WORK INSTRUCTIONS
Which lines in the records below mention the word "ichalagashvili"? Copy each one out.

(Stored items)
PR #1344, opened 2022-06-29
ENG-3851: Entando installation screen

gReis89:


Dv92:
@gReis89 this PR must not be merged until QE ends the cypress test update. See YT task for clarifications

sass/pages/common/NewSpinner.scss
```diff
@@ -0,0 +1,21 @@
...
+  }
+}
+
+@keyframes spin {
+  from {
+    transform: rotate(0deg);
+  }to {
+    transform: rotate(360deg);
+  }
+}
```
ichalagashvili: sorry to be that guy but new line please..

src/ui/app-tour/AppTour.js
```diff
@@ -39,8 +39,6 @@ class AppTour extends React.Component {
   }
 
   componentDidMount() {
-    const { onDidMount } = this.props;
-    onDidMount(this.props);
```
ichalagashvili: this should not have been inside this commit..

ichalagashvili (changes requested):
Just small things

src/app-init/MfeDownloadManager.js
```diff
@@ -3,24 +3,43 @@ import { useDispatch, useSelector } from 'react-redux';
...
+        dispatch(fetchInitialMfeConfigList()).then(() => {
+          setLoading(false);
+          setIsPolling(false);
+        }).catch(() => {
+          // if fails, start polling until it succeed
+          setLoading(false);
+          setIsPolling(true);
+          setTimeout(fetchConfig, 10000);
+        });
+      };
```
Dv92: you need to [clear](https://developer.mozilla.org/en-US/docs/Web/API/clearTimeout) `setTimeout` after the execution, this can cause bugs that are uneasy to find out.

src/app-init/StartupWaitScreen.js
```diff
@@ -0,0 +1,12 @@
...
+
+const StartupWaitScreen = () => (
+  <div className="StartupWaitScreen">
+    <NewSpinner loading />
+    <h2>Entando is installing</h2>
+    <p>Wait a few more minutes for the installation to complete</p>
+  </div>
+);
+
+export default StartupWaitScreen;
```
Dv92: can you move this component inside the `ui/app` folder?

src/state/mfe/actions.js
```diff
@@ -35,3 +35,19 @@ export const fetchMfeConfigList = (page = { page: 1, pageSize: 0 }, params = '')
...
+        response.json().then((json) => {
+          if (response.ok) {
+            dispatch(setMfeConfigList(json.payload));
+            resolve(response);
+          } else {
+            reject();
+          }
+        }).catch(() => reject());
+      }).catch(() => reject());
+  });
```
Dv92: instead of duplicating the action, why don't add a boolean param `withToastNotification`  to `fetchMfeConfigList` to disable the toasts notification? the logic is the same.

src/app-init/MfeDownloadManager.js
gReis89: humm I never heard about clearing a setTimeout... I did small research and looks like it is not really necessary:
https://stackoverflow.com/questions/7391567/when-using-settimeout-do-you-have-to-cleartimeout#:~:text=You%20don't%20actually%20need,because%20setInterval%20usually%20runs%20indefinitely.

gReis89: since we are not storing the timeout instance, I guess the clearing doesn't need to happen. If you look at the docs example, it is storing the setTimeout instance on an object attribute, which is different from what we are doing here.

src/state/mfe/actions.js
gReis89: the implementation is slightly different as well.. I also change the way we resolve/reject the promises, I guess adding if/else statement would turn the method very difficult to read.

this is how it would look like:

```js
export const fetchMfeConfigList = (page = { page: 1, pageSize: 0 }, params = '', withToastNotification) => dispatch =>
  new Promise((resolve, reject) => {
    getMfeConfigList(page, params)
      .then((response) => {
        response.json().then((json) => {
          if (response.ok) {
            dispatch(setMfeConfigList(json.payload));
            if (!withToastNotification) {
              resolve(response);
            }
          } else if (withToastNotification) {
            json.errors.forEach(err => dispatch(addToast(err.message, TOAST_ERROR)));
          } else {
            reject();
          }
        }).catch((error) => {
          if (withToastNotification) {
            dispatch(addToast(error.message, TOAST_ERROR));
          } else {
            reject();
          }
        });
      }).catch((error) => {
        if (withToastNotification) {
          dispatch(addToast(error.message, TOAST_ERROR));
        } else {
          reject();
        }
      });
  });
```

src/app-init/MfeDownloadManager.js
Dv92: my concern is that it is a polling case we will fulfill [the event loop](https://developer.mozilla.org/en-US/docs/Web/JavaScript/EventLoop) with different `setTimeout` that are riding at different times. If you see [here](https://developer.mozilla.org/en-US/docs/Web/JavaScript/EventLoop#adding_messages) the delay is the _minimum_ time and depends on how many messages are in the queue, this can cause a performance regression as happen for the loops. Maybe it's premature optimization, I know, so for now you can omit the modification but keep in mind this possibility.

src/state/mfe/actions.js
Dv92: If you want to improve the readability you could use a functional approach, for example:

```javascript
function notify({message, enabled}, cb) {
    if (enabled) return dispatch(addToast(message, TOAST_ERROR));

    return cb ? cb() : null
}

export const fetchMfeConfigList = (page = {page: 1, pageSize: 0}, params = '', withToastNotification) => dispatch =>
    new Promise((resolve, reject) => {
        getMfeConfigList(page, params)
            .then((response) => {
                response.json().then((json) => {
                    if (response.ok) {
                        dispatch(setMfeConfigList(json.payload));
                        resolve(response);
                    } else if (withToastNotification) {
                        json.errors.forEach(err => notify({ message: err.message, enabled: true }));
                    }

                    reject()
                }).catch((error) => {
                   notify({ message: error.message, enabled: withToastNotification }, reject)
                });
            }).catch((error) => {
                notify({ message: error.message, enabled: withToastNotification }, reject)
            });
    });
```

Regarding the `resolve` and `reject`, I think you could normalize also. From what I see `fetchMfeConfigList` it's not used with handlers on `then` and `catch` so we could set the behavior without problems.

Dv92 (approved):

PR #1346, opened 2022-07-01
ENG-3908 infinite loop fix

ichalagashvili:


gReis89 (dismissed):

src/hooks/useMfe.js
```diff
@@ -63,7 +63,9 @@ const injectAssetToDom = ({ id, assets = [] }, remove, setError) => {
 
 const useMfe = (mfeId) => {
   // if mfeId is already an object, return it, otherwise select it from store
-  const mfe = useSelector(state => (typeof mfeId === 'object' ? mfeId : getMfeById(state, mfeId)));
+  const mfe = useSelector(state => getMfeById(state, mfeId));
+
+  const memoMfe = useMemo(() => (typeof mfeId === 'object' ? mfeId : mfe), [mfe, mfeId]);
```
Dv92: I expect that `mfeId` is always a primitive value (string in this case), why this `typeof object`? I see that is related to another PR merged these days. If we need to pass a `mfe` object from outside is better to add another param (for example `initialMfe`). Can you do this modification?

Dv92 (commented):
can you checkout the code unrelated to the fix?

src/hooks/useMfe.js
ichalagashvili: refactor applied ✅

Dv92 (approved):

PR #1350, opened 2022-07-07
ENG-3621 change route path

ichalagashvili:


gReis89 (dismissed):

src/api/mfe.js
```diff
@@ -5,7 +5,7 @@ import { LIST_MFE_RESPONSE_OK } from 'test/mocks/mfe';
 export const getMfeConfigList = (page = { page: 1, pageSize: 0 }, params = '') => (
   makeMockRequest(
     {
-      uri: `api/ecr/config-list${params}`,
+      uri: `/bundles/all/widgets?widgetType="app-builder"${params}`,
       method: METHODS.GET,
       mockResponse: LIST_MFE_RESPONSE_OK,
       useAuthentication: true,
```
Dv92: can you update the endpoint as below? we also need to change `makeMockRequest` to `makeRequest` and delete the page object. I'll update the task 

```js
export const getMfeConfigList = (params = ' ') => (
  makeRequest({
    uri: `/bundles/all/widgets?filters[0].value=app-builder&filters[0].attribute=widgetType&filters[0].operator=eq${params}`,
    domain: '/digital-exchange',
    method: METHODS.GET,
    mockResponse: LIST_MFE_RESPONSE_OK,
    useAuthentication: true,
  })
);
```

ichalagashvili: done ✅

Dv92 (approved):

ANSWER SECTION
ichalagashvili: sorry to be that guy but new line please..
ichalagashvili: this should not have been inside this commit..
ichalagashvili (changes requested):
ichalagashvili:
ichalagashvili: refactor applied ✅
ichalagashvili:
ichalagashvili: done ✅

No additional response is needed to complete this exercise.